To keep things consistent, I provided a detailed product spec to the GPT about the product they wanted to build. That way each team had their own conversation with the AI but worked toward building the same product. I also gave it a persona just to give things a bit of "flair."

Design Marathon

The team was split into the following groups:
- Dan (JP) and Grace (Cebu) as Group A
- Max (JP) and Silver (Cebu) as Group B
- Masa (JP) and AL (Cebu) as Group C
As the marathon began, I arranged for each group to sit together to facilitate easier collaboration, as shown in the picture above (with Dan being the only one standing). I initially thought this seating arrangement would suffice, but soon all three groups requested access to the whiteboard at the back of the room.


Although all groups worked with the same product concept (via the GPT Rowan), each team developed different interpretations based on their conversations with the AI. Group A took a direct approach by focusing solely on addressing the core solution. Group B expanded on the original requirements by adding their own set of features. Most surprisingly, Group C went beyond technical design to create a complete business plan!
This demonstrates how team members, even when working closely together, can develop remarkably different approaches and interpretations of the same product requirements.

When the marathon concluded, we moved to the judging phase. Since an AI handled the product requirements, I thought it fitting to have another AI evaluate the results. Meet "Lena Corell":

After exporting each group's Notion design document to PDF, we had Lena evaluate them based on four key metrics in system design: simplicity, scalability, elasticity, and availability. This evaluation process gave each team valuable insights into how their designs would perform under various scenarios and provided learning opportunities they could apply to future work.
While I won't share the complete judging results, here are some highlights from each group's feedback:
- Group A: "Group A's use of Cassandra and S3 reflects good judgment for write-heavy ingestion and long-term, cost-effective storage respectively, but lacks explicit strategies for scale under peak loads."
- Group B: "Group B's design for the Emotional Lens Filter shows thoughtful feature mapping and user experience considerations. However, the system architecture could use some adjustments to meet the demands posed by SubText's scale, latency, and durability requirements."
- Group C: "Group C presents a well-reasoned and technically sound architecture for SubText.
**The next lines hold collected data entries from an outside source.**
PR #3972, opened 2019-02-21
fix(grid): Fix calculate height when initially grid has no data #3950

### LINKED ISSUE #3949: igx-grid: row virtualization doesn't work when setting height in percent if you fetch and bind data after initial rendering.
## Description  
I want to fit `igx-grid` height to its parent's height. So I'm setting `height` to `100%`. But, if I initially bind no data to `igx-grid` then fetch remote data, all rows of data are rendered. Row virtualization doesn't work in this scenario. 

 * igniteui-angular version: 7.1.7
 * browser: N/A

## Steps to reproduce  

1. Run the attached sample.
2. Click "load data" button

## Result  
Row virtualization doesn't work. If I set `height` in px, there is no problem.

## Expected result  
Row virtualization should work.

## Attachments  
[my-app.zip](https://github.com/IgniteUI/igniteui-angular/files/2878814/my-app.zip)

### LINKED ISSUE #3950: igx-grid: Incorrect height calculation when setting height in percent and binding empty data.
## Description  
There is a problem with height calculation when setting height in percent and binding empty data.

 * igniteui-angular version: 7.1.7
 * browser: N/A

## Steps to reproduce  

1. Run the attached sample.

## Result  
Although I set `igx-grid` height to `100%`, `igx-grid` doesn't fit to its parent.

## Expected result  
`igx-grid` should fit to its parent.

## Attachments  
[my-app.zip](https://github.com/IgniteUI/igniteui-angular/files/2878857/my-app.zip)

### LINKED ISSUE #4745: Grid height is calculated wrongly as grid width narrows
## Description  
Grid height changes as grid width changes by narrowing browser window width.

 * igniteui-angular version: 7.2.8
 * browser: n/a (Chrome, Firefox and IE11)

## Steps to reproduce  

1. Run the attached sample
2. Narrow window width

## Result  
Chrome and Firefox: A white space appears at the bottom of the grid. Vertical scrollbar is calculated wrongly.
IE11: Grid height changes.
IgxGrid_height_issue

## Expected result  
Grid's height stays the same height.

## Attachments  
[igx-grid-scrollbar.zip](https://github.com/IgniteUI/igniteui-angular/files/3170799/igx-grid-scrollbar.zip)

mpavlinov:
Closes #3950 
Closes #3949 
Closes #4745

 - [X] Bug fix
 - [ ] New functionality
 - [ ] Documentation
 - [ ] Demos
 - [ ] CI/CD

### Checklist:


MayaKirova:
@mpavlinov  This affects the HierarchicalGrid. In master by default if no height is specified for rowIslands in remote data scenario, they extend to their full content.
With this change now shrink to about 100px:
image

This will probably affect existing samples. 
Perhaps we should add special handling for child grids, so that by default when no height is set it will act as height = null instead of height = 100% since child containers are small by default and won't look good in the default use-case.

projects/igniteui-angular/src/lib/grids/grid/grid.component.html
```diff
@@ -123,7 +123,7 @@
     <div class="igx-grid__tfoot-thumb" [hidden]='!hasVerticalSroll()' [style.height.px]='summariesHeight' [style.width.px]="scrollWidth"></div>
 </div>
 
-<div class="igx-grid__scroll" [style.height]="'18px'" #scr [hidden]="unpinnedWidth - totalWidth >= 0">
+<div class="igx-grid__scroll" [style.height]="'18px'" #scr [hidden]="unpinnedWidth - (totalWidth - 18) >= 0">
```
ChronosSF: This seems to allow the vertical scrollbar to cover the last cells right edge before a horizontal scrollbar is shown. Why is this part of this PR?

I believe we moved the v scrollbar out of the tbody so that it never covers the cells.

ChronosSF:
@mpavlinov , if you don't have empty data but rather have initial data that can fit under what height 100% would usually be and then load the full data, you still get the grid to disable virtualization. I guess we need to derive the height on the data prop setter as well and not lose the initial setting. Not if this won't break something else though.

projects/igniteui-angular/src/lib/grids/grid/grid.component.html
mpavlinov: @ChronosSF There were failing tests. The issues was with the horizontal scroll that opened up a gap on the bottom. I fixed it by clearing the cache when the columns get recalculated.
Note: The issue is when the columns don't have widths set.

PR #3973, opened 2019-02-21
Open toggle with same id when there is any

### LINKED ISSUE #3971: IgxToggle open method always tries to get id even when it has one
## Description  
When you call open method of the ixgToggle it calls attach method of igxOverlay to retrieve unique id. If at this point you call close method of the igxToggle and immediately open method the last one will generate a new id. In the same time close is closing the toggle, and open opens it with new id. 

 * igniteui-angular version: 7.2.0
 * browser: all

## Steps to reproduce  

1. Start dev samples;
2. Go to overlay sample;
3. Choose connected positioning strategy. This should set close on outside click to true and modal to false;
4. Click toggle button.
5. Click toggle button again, after drop down is shown

## Result  
Drop down remains somehow in the middle of the screen

## Expected result  
Drop down should try to close and then should open again - first comes close on outside click then comes toggle method which calls open.

wnvko:
When calling open method of igxToggle it calls internally attach method of igxOverlay. This should happen only if igxToggle has not retrieve yet id. If there is id it should use it and should not call attach.

note: why was testing this I have updated overlay sample in dev samples. Update is included in this PR too.

Closes #3971

 - [x] Bug fix
 - [ ] New functionality
 - [ ] Documentation
 - [ ] Demos
 - [ ] CI/CD

### Checklist:


projects/igniteui-angular/src/lib/directives/toggle/toggle.directive.ts
```diff
@@ -182,7 +182,9 @@ export class IgxToggleDirective implements IToggleView, OnInit, OnDestroy {
             return;
         }
 
-        this._overlayId = this.overlayService.attach(this.elementRef, overlaySettings);
+        if (!this._overlayId) {
```
damyanpetev: Saw the ID gets reset on close, but since we use the `info` above - can this check use it instead?
Just in case the id becomes invalid somehow.

projects/igniteui-angular/src/lib/services/overlay/overlay.ts
```diff
@@ -279,7 +279,7 @@ export class IgxOverlayService implements OnDestroy {
             this.playOpenAnimation(info);
         } else {
             //  to eliminate flickering show the element just before onOpened fire
-            info.elementRef.nativeElement.parentElement.style.visibility = null;
+            info.elementRef.nativeElement.parentElement.visibility = '';
```
damyanpetev: Ahem. Where did the `.style` go?

projects/igniteui-angular/src/lib/directives/toggle/toggle.directive.ts
wnvko: much better in this way. Thank you!

projects/igniteui-angular/src/lib/services/overlay/overlay.ts
wnvko: it used to disappear :(
Fixed

PR #4011, opened 2019-02-25
chore(ExelFiltering): Restore scroll postion after drop-down is opened.

MayaKirova:
Suggestion on how to restore scroll top after drop-down has lost it as a result of moving content in overlay.


bkulov:
I've integrated those changes into my branch manually as I did some more stuff and there were conflicts.
Good job :)

PR #4077, opened 2019-02-27
igxSelect - select-positioning-strategy code cleanup

### LINKED ISSUE #4019: igxSelect - select-positioning-strategy code cleanup
## Description  
igxSelect - select-positioning-strategy code cleanup. 
Use utilities methods, cache variables, etc.

 * browser:

IvayloG:
Closes #4019  

 - [ ] Bug fix
 - [ ] New functionality
 - [ ] Documentation
 - [ ] Demos
 - [x] CI/CD

### Checklist:


ViktorSlavov:
The default behavior seems to be working fine (drop down height < view port height, with and without scroll), but when the select height is > view port height, then it behaves weird:
### To reproduce:
 1. Set max height of select item container to be more than the view port height
 2. Set the number of items so that they are more than LESS than the max height and MORE than the viewport height (for standard 1080px < **n** * 48 < max height, where n is the number of items)
 3. Select an item on the select

### Results:
The item container flips to the opposite direction (so, if it would normally drop down, it flips and is displayed upwards) and only the end of the list is visible.

### Image:
ff

### Resolution
If this is considered expected behavior, feel free to mark this as `verified` - I could not find any other issues with the positioning

IvayloG:
In my opinion this could be considered as an application scenario and thus i will mark this as verified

It shows good understanding of the scale and emotional complexity of the product. However, to elevate the design further, introducing failover strategies and ensuring all services meet the ultra-low latency requirements would be beneficial."
Conclusion and Takeaways
This activity yielded several valuable insights that can benefit our team and similar initiatives in the future.
- There are low-cost and low-risk activities that can elevate your team's skills and collaboration.
- Although we all work in the same environment, our interpretations and approaches to matters can vary widely, so improving our means of communication can help us be more effective.
- With AI, we can simulate real-world scenarios that would be difficult to perform in a controlled environment.
- With AI, we can introduce a feedback system to help us improve that would otherwise be very time-consuming or costly.
In conclusion, I hope this blog has given you valuable insights into how brief, focused activities can significantly benefit your team. Whether or not you implement a similar design marathon with your own colleagues, I hope you've gained useful takeaways from our experience that you can apply to your own teamwork approaches. And, as our team likes to say after every meeting: "Change lives!"